Korea must begin to view itself differently — as a strategic nation possessing critical leverage in semiconductors, AI, batteries, shipbuilding, nuclear power, and cultural influence. At the same time, Seoul must broaden its strategic partnerships with emerging powers such as India, Brazil, Saudi Arabia, the UAE, and Türkiye.

India is poised to become the world’s largest population center and a major AI and technology power. Brazil remains a resource and agricultural giant. Türkiye occupies a vital geopolitical crossroads connecting Europe, the Middle East, and Central Asia. Saudi Arabia and the UAE are rapidly repositioning themselves through investments in AI, smart cities, hydrogen economies, and advanced infrastructure.

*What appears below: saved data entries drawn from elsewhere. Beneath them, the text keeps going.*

PR #445, opened 2026-04-29
refactor: introduce ActionsError base and migrate bare throws to named subclasses

### LINKED ISSUE #382: refactor: introduce ActionsError base and migrate bare throw new Error() to named subclasses
## Summary

The SDK today throws bare \`new Error(messageString)\` from ~8 validation
and provider call sites. The only named error class is
\`TransactionConfirmedButRevertedError\`. This forces callers to
message-string-match to discriminate failures — fragile for UI rendering,
opaque for monitoring, and not a pattern new contributors can follow.

Introduce a thin abstract base \`ActionsError\` that extends viem's
\`BaseError\`, then migrate every bare \`throw new Error(...)\` to a named
concrete subclass. The abstract base gives callers a single
\`instanceof ActionsError\` check to discriminate SDK-origin errors from
pure viem errors (RPC, ABI, transport) or unknown runtime errors.

### Shape

```ts
// packages/sdk/src/core/error/errors.ts
import { BaseError } from 'viem'

/**
 * Abstract base for all errors thrown from inside the SDK.
 *
 * Extends viem's BaseError to inherit rich metadata (\`shortMessage\`,
 * \`metaMessages\`, \`cause\`). Callers can discriminate SDK-origin errors
 * with a single \`instanceof ActionsError\` check, separate from:
 *   - viem's own errors (ABI, RPC, transport) — \`instanceof BaseError\`
 *   - unknown runtime errors — \`instanceof Error\`
 */
export abstract class ActionsError extends BaseError {}

export class ChainNotSupportedError extends ActionsError {
  override name = 'ChainNotSupportedError' as const
  constructor(
    public chainId: number,
    public supportedChainIds: readonly number[],
  ) {
    super(\`Chain \${chainId} is not supported\`, {
      metaMessages: [\`Supported chains: \${supportedChainIds.join(', ')}\`],
    })
  }
}

export class MarketNotAllowedError extends ActionsError {
  override name = 'MarketNotAllowedError' as const
  constructor(public address: \`0x\${string}\`, public chainId: number) {
    super(\`Market \${address} on chain \${chainId} is not in the allowlist\`)
  }
}
// …plus ~10 more
```

### Why an abstract base (not "each class extends BaseError directly")

- A single \`instanceof ActionsError\` check at the catch site distinguishes
  "this came from the SDK and I can offer a typed recovery" from "this is a
  generic viem / RPC / network failure I should treat as opaque."
- The base stays intentionally **empty** for now — no shared methods, no
  shared fields. Its job is just to be a stable anchor for the hierarchy.
  Future cross-cutting behavior (e.g. structured logging, i18n lookup,
  correlation IDs) can land on the base without touching every subclass.
- Still aligns with viem's idiom: we extend viem's \`BaseError\`. Subclasses
  are named concrete classes per failure mode. No \`code\` discriminator —
  the class name IS the discriminator.

### Callers narrow

Frontend:
```
try {
  await actions.lend.openPosition({ ... })
} catch (e) {
  if (e instanceof ChainNotSupportedError) {
    // typed SDK failure — offer targeted recovery
    showSwitchNetworkToast(e.supportedChainIds)
  } else if (e instanceof MarketNotAllowedError) {
    showToast('Select an allowed market')
  } else if (e instanceof ActionsError) {
    // any other SDK-origin error
    showToast(e.shortMessage)
  } else if (e instanceof BaseError) {
    // viem / RPC error
    showToast('Network error — try again')
  } else {
    // truly unknown
    showToast('Unknown error')
  }
}
```

## Current throw sites to migrate

\`packages/sdk/src/utils/validation.ts\`:
- \`validateAmountProvided\` → \`AmountRequiredError\`
- \`validateAmountPositiveIfExists\` → \`InvalidAmountError\`
- \`validateNotBothAmounts\` → \`ConflictingAmountsError\`
- \`validateNotSameAsset\` → \`SameAssetError\`
- \`validateNotZeroAddress\` → \`ZeroAddressError\`
- \`validateSlippage\` → \`SlippageOutOfRangeError\`
- \`validateChainSupported\` → \`ChainNotSupportedError\`
- \`validateAssetOnChain\` → \`AssetNotSupportedOnChainError\`

\`packages/sdk/src/utils/assets.ts\`:
- \`getAssetAddress\` → \`AssetNotSupportedOnChainError\` (reuse)

\`packages/sdk/src/lend/core/LendProvider.ts\`:
- \`validateConfigSupported\` → \`MarketNotAllowedError\`
- \`closePosition\` \`Asset metadata is required\` → \`AssetMetadataRequiredError\`
- \`getPosition\` \`marketId is required\` → \`MarketIdRequiredError\`

\`packages/sdk/src/swap/core/SwapProvider.ts\` and \`swap/namespaces/\`:
- Similar set around swap-specific validation and provider resolution

\`packages/sdk/src/lend/namespaces/\` and \`swap/namespaces/\`:
- \`No provider configured for...\` → \`ProviderNotConfiguredError\`
- Add more classes as discovered during the migration

Also: migrate \`TransactionConfirmedButRevertedError\` to extend \`ActionsError\`
so it joins the hierarchy.

## Scope

- 1 new abstract base \`ActionsError extends BaseError\` in \`core/error/\`
- ~10–12 new named concrete subclasses
- ~20 \`throw new Error(...)\` replacement sites
- Migrate existing \`TransactionConfirmedButRevertedError\` to extend \`ActionsError\`
- Update affected unit tests to match on \`instanceof\` + structured fields
  instead of message-string regex (e.g., \`.rejects.toThrow(ChainNotSupportedError)\`)
- Update demo frontend error-rendering to narrow via \`instanceof\`
- Update demo backend error logging to record \`error.name\` as a structured field

## Explicitly out of scope

- **No \`code\` discriminator field.** The class name IS the discriminator.
- **No rework of viem's error classes.** Our hierarchy extends viem's
  \`BaseError\`; viem-origin errors stay as-is and are caught via
  \`instanceof BaseError\`.

## Benefits

- Compile-time-safe error rendering in frontend (\`instanceof\` narrowing).
- Single \`instanceof ActionsError\` check separates SDK errors from viem
  errors at boundary code (logging middleware, global toast handler, etc.).
- Structured fields on every error enable correct recovery UX (user sees
  the actual allowed values, not regex-extracted from a string).
- Monitoring can index by \`error.name\` instead of regex on message.
- Clear pattern for every future thrown error in the SDK.
- Aligned with viem's idioms — our subclasses sit under viem's \`BaseError\`,
  not parallel to it.

## Costs

- Medium-size PR (~30–40 files).
- Any external consumer matching on error message strings breaks — but
  the ecosystem is small (demo backend/frontend only today).
- Coordination cost with in-flight branches that assume string-message
  errors; ideally landed during a quiet window.

## Acceptance criteria

- [ ] \`ActionsError\` abstract class lives in
      \`packages/sdk/src/core/error/errors.ts\` extending viem's \`BaseError\`.
- [ ] Zero bare \`throw new Error(...)\` in \`packages/sdk/src\` (except
      internal-bug / assertion cases that should never fire).
- [ ] Every current throw site has a dedicated named subclass of
      \`ActionsError\`.
- [ ] \`TransactionConfirmedButRevertedError\` extends \`ActionsError\`.
- [ ] Every error class has a unit test asserting:
  - Correct \`name\`
  - Structured fields are set
  - \`instanceof ActionsError\` returns true
  - \`instanceof BaseError\` returns true
- [ ] Demo backend logs \`error.name\` as a structured field.
- [ ] Demo frontend error rendering narrows via \`instanceof\` in at least
      the happy paths (validation, chain mismatch, market not allowed).
- [ ] Existing tests updated from message-regex matching to
      \`instanceof\`-based assertions.

## Related

- #380 — codify engineering principles (this refactor demonstrates several
  of them: "prefer viem patterns" by extending \`BaseError\`; "reuse before
  invention" by replacing scattered bare throws; abstraction hierarchy by
  sharing one common ancestor)

jefr90:
Resolves #382.

## Summary

- Adds `ActionsError extends BaseError` (from viem) as an abstract base class, plus 15 named concrete subclasses: `ChainNotSupportedError`, `MarketNotAllowedError`, `ProviderNotConfiguredError`, `MarketIdRequiredError`, `AmountRequiredError`, `InvalidAmountError`, `ConflictingAmountsError`, `SameAssetError`, `QuoteExpiredError`, `ExactOutputNotSupportedError`, `ZeroAddressError`, `SlippageOutOfRangeError`, `AssetNotSupportedOnChainError`, `NativeAssetAddressError`, `AssetMetadataRequiredError`
- Migrates every `throw new Error(...)` in `packages/sdk/src` to the appropriate named subclass (except intentional catch-all wrappers and exhaustiveness checks — see below)
- Promotes `TransactionConfirmedButRevertedError` to `extends ActionsError`
- Exports the full hierarchy from the SDK's public index
- Updates the demo backend to log `error.name` as a structured field; demo frontend to narrow errors via `instanceof` and display typed messages

## Intentional bare `Error` sites (not migrated)

| File | Site | Reason |
|---|---|---|
| `AaveLendProvider.ts`, `MorphoLendProvider.ts` | "Failed to open/close position" | Catch-all wrappers around contract execution failures; not user-fixable |
| `aave/sdk.ts`, `morpho/sdk.ts` | "Failed to get reserve/vault" | Same — catch-all wrappers |
| `velodrome/routers/v2.ts` | "Unknown router type" (×2) | Exhaustiveness checks (`never`) |
| `wallet/core/**` | Various internal wallet state assertions | Complex pre-existing wallet error model; out of scope |
| `utils/validateAddresses.ts` | "Invalid addresses found" | Internal startup validation, not a user-facing SDK error |

## Test plan

- [ ] New unit tests in `src/core/error/__tests__/errors.test.ts` cover every subclass (name, fields, `instanceof ActionsError`, `instanceof BaseError`)
- [ ] All existing tests updated to match new error messages — 58/58 test files pass
- [ ] `pnpm typecheck` — 0 errors
- [ ] `pnpm lint:fix` — 0 errors


packages/sdk/src/actions/lend/core/LendProvider.ts
```diff
@@ -86,7 +92,7 @@ export abstract class LendProvider<
    */
   async openPosition(params: LendOpenPositionParams): Promise<LendTransaction> {
     if (!params.walletAddress) {
-      throw new Error('walletAddress is required')
+      throw new ZeroAddressError('walletAddress')
```
its-everdred: 🤔 This isn't technically an issue with using the zero address, might be worth adding an `AddressRequiredError`.

jefr90: Nice catch, updated

packages/sdk/src/actions/lend/providers/aave/sdk.ts
```diff
@@ -95,14 +99,16 @@ export async function getReserve(
...
+      address: params.marketId.address,
+      chainId: params.marketId.chainId,
+      reason: 'Market not found in allowlist',
+    })
   }
 
   const addresses = getAaveAddresses(params.marketId.chainId)
   if (!addresses) {
-    throw new Error(`Aave V3 not deployed on chain ${params.marketId.chainId}`)
+    throw new ChainNotSupportedError(params.marketId.chainId, [])
```
its-everdred: 🤔 Do you mind if we use a single params obj with named attrs for all these errors, like we did above with `MarketNotAllowedError`?

packages/sdk/src/actions/lend/providers/morpho/sdk.ts
```diff
@@ -447,7 +452,10 @@ export async function findBestVaultForAsset(
   marketAllowlist: LendMarketConfig[],
 ): Promise<Address> {
   if (!marketAllowlist || marketAllowlist.length === 0) {
-    throw new Error('Market allowlist is required and cannot be empty')
+    throw new ProviderNotConfiguredError(
+      'marketAllowlist',
+      'Market allowlist is required and cannot be empty',
+    )
```
its-everdred: [Same](https://github.com/ethereum-optimism/actions/pull/445/changes#r3168930530) here, let's use named params so it's obvious what each string is used for.

packages/sdk/src/actions/swap/core/markets.ts
```diff
@@ -69,7 +70,11 @@ export function findMarket<T extends SwapMarketConfig>(
     )
     if (match) return match
   }
-  throw new Error(`Market with poolId ${poolId} not found on chain ${chainId}`)
+  throw new MarketNotAllowedError({
```
its-everdred: 🤔 I wonder if it's worth differentiating `MarketNotAllowedError` -- it's not in the allow list, or it's in the block list
from `MarketNotFoundError` -- we looked but can't find it

packages/sdk/src/actions/swap/core/SwapProvider.ts
```diff
@@ -468,9 +479,7 @@ export abstract class SwapProvider<
   private validateQuoteExpiration(quote: SwapQuote): void {
     const now = Math.floor(Date.now() / 1000)
     if (now >= quote.expiresAt) {
-      throw new Error(
-        `Quote expired at ${quote.expiresAt}, current time is ${now}`,
-      )
+      throw new QuoteExpiredError(quote.expiresAt, now)
```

The world is no longer moving toward a simple U.S.-China bipolar structure. It is evolving toward a multipolar order.

And at the center of that transformation lies Northeast Asia.

Seoul, Tokyo, and Beijing are emerging as the critical theaters of future economic, technological, and geopolitical competition.

May 2026 in Beijing was heated not merely by diplomacy, but by the deeper currents of history itself.

And now the world is watching another possible development: Xi Jinping’s potential visit to Pyongyang.

As North Korea and Russia deepen military and strategic ties in the wake of the Ukraine war, Beijing is unlikely to tolerate Pyongyang drifting too far into Moscow’s orbit. For China, North Korea is not simply a neighboring state. It is a strategic buffer bordering the American alliance system and a central pillar of Beijing’s influence in Northeast Asia.

A future visit by Xi to Pyongyang would therefore carry significance far beyond ceremonial diplomacy. It would signal that Beijing still intends to shape the Korean Peninsula’s strategic direction and draw North Korea back firmly within China’s geopolitical sphere.

Ultimately, all the scenes unfolding in Beijing converge into a single historical question:

What kind of order will define the Asian century of the 21st century?

And amid this vast civilizational transition, what kind of nation will Korea choose to become?